Unterwegs

Immer auf der Suche nach dem noch nicht Gesehenem

RUND UM VENEDIG SCHIPPERN – TAG 3

Erkenntnis des gestrigen Abends: Autan wirkt nicht, und Mücken sind Arschlöscher. Mit roten Punkten am ganzen Körper ermahnen wir uns gegenseitig (meist wirkungslos) doch nicht zu kratzen, aber die Moral kann das nicht trüben! Wir fahren die gestrige Strecke wieder Retour, diesmal bei wolkenlosem Himmel.

Zuerst geht es wieder durch die Schleuse in die Lagune zurück, und diesmal erwischen wir die Vögel auch bei gutem Licht.

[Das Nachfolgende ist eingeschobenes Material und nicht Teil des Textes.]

PR #94, opened 2018-02-10
Add support for updating existing user accounts

munnerz:
This PR adds support for a user posting an account update to the account's URL.

Currently, this just reads a new Account object from the request body, copying across the specified Contact field as required.

Section 7.3.2 of the spec however seems to show another kind of structure, one that I cannot see support for currently in Pebble, nor in the (upcoming) Golang ACMEv2 client (https://go-review.googlesource.com/c/crypto/+/86635):

```
7.3.2.  Account Update

   If the client wishes to update this information in the future, it
   sends a POST request with updated information to the account URL.
   The server MUST ignore any updates to "order" fields or any other
   fields it does not recognize.  If the server accepts the update, it
   MUST return a response with a 200 (OK) status code and the resulting
   account object.

   For example, to update the contact information in the above account,
   the client could send the following request:

   POST /acme/acct/1 HTTP/1.1
   Host: example.com
   Content-Type: application/jose+json

   {
     "protected": base64url({
       "alg": "ES256",
       "kid": "https://example.com/acme/acct/1",
       "nonce": "ax5RnthDqp_Yf4_HZnFLmA",
       "url": "https://example.com/acme/acct/1"
     }),
     "payload": base64url({
       "contact": [
         "mailto:certificates@example.com",
         "mailto:admin@example.com"
       ]
     }),
     "signature": "hDXzvcj8T6fbFbmn...rDzXzzvzpRy64N0o"
   }

Servers SHOULD NOT respond to GET requests for account resources as
   these requests are not authenticated.  If a client wishes to query
   the server for information about its account (e.g., to examine the
   "contact" or "certificates" fields), then it SHOULD do so by sending
   a POST request with an empty update.  That is, it should send a JWS
   whose payload is an empty object ({}).
```

/cc @cpu

### DIFF
--- a/db/memorystore.go
+++ b/db/memorystore.go
@@ -42,6 +42,16 @@ func (m *MemoryStore) GetAccountByID(id string) *core.Account {
 	return m.accountsByID[id]
 }
 
+func (m *MemoryStore) UpdateAccountByID(id string, acct *core.Account) error {
+	m.RLock()
+	defer m.RUnlock()
+	if m.accountsByID[id] == nil {
+		return fmt.Errorf("account with ID %q does not exist", id)
+	}
+	m.accountsByID[id] = acct
+	return nil
+}
+
 func (m *MemoryStore) AddAccount(acct *core.Account) (int, error) {
 	m.Lock()
 	defer m.Unlock()
--- a/db/memorystore.go
+++ b/db/memorystore.go
@@ -43,8 +43,8 @@ func (m *MemoryStore) GetAccountByID(id string) *core.Account {
 }
 
 func (m *MemoryStore) UpdateAccountByID(id string, acct *core.Account) error {
-	m.RLock()
-	defer m.RUnlock()
+	m.Lock()
+	defer m.Unlock()
 	if m.accountsByID[id] == nil {
 		return fmt.Errorf("account with ID %q does not exist", id)
 	}
--- a/wfe/wfe.go
+++ b/wfe/wfe.go
@@ -570,7 +570,7 @@ func (wfe *WebFrontEndImpl) UpdateAccount(
 	err := json.Unmarshal(body, &updateAcctReq)
 	if err != nil {
 		wfe.sendError(
-			acme.MalformedProblem("Error unmarshaling body JSON"), response)
+			acme.MalformedProblem("Error unmarshaling account update JSON body"), response)
 		return
 	}
 
--- a/wfe/wfe.go
+++ b/wfe/wfe.go
@@ -224,8 +224,8 @@ func (wfe *WebFrontEndImpl) Handler() http.Handler {
 	wfe.HandleFunc(m, authzPath, wfe.Authz, "GET")
 	wfe.HandleFunc(m, challengePath, wfe.Challenge, "GET", "POST")
 	wfe.HandleFunc(m, certPath, wfe.Certificate, "GET")
+	wfe.HandleFunc(m, acctPath, wfe.UpdateAccount, "POST")
 
-	// TODO(@cpu): Handle POST to acctPath for existing account updates
 	return m
 }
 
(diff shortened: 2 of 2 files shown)


munnerz:
Ah, ignore me, that PR **does** support those extra fields, they are just hidden by a JWS wrapper 😄 

So this PR, combined with #93 will allow a user to call `NewAccount` (either with or without onlyReturnExisting), receive a Location header response, and then look that account up.

db/memorystore.go
```diff
@@ -42,6 +42,16 @@ func (m *MemoryStore) GetAccountByID(id string) *core.Account {
 	return m.accountsByID[id]
 }
 
+func (m *MemoryStore) UpdateAccountByID(id string, acct *core.Account) error {
+	m.RLock()
+	defer m.RUnlock()
+	if m.accountsByID == nil {
+		return fmt.Errorf("account with ID %q does not exist", id)
```
munnerz: D'oh. Just noticed my own mistake here!

wfe/wfe.go
```diff
@@ -552,6 +552,66 @@ func (wfe *WebFrontEndImpl) verifyContacts(acct acme.Account) *acme.ProblemDetai
...
+			Status:  existingAcct.Status,
+			Orders:  existingAcct.Orders,
+		},
+		Key: existingAcct.Key,
+		ID:  existingAcct.ID,
+	}
+
+	// Verify that the contact information provided is supported & valid
+	prob = wfe.verifyContacts(newAcct.Account)
+	if prob != nil {
```
munnerz: Just noticed I also don't ever set these new contact fields... Another d'oh

munnerz:
@cpu updated to address my own review comments 😄

wfe/wfe.go
```diff
@@ -552,6 +552,78 @@ func (wfe *WebFrontEndImpl) verifyContacts(acct acme.Account) *acme.ProblemDetai
...
+
+	existingAcct, prob := wfe.getAcctByKey(key)
+	if prob != nil {
+		wfe.sendError(prob, response)
+		return
+	}
+
+	// if this update contains no contacts, simply return the existing account
+	// and return early.
+	if len(updateAcctReq.Contact) == 0 {
```
munnerz: @cpu if a user were to submit a request that explicitly states `contacts: []`, how should the ACME server behave? Should it throw an error because the user has requested to set no contacts, or should it assume this is a no-op (i.e. assume the user has submitted `{}` as the request body).

I think we can achieve this behaviour through use of `omitempty`, although this change in behaviour could break existing clients (as the spec does not seem to be explicit here).

cpu: We handle this as a no-op in Boulder (equiv to submitting {}) and I think it's fair to keep that here:

https://github.com/letsencrypt/boulder/blob/2dc3b56fa9d68a935259bb199fc17523821cff04/ra/ra.go#L390:L392

munnerz: 👍 that is the current behaviour, but just checking to make sure it's correct! Great 😄

db/memorystore.go
```diff
@@ -42,6 +42,16 @@ func (m *MemoryStore) GetAccountByID(id string) *core.Account {
 	return m.accountsByID[id]
 }
 
+func (m *MemoryStore) UpdateAccountByID(id string, acct *core.Account) error {
+	m.RLock()
```
cpu: I think this needs to be a `m.Lock()` with a `defer r.Unlock()` because you are changing `accountsByID`.

wfe/wfe.go
```diff
@@ -552,6 +552,78 @@ func (wfe *WebFrontEndImpl) verifyContacts(acct acme.Account) *acme.ProblemDetai
...
+	}
+
+	// updateAcctReq is the ACME account information submitted by the client
+	var updateAcctReq struct {
+		Contact []string `json:"contact"`
+	}
+	err := json.Unmarshal(body, &updateAcctReq)
+	if err != nil {
+		wfe.sendError(
+			acme.MalformedProblem("Error unmarshaling body JSON"), response)
```
cpu: nit: "body JSON" would probably be more descriptive if called "account update JSON body".

db/memorystore.go
munnerz: Nice catch - I missed that this was a RWLock!

munnerz:
@cpu review addressed! 🔥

Immer entlang der Inseln, die die Grenze zwischen Meer und Lagune bilden, tuckern wir gemütlich mit der Höchstgeschwindigkeit von annähernd 10 km/h Richtung des südwestlichen Endes der Lagune. Je weiter wir kommen, desto mehr Verkehr teilt sich mit uns den Kanal. Eigentlich gilt hier eine Geschwindigkeitsbegrenzung, aber die wird vollends ignoriert. Jedes Boot fährt so schnell, wie es sein Motor erlaubt, und wir sind das untere Ende der Hackordnung. Das macht aber gar nichts, es gibt so viel zu sehen.

Venedig lassen wir erst einmal in einigen Kilometern Entfernung vorbei ziehen, das heben wir uns für später auf.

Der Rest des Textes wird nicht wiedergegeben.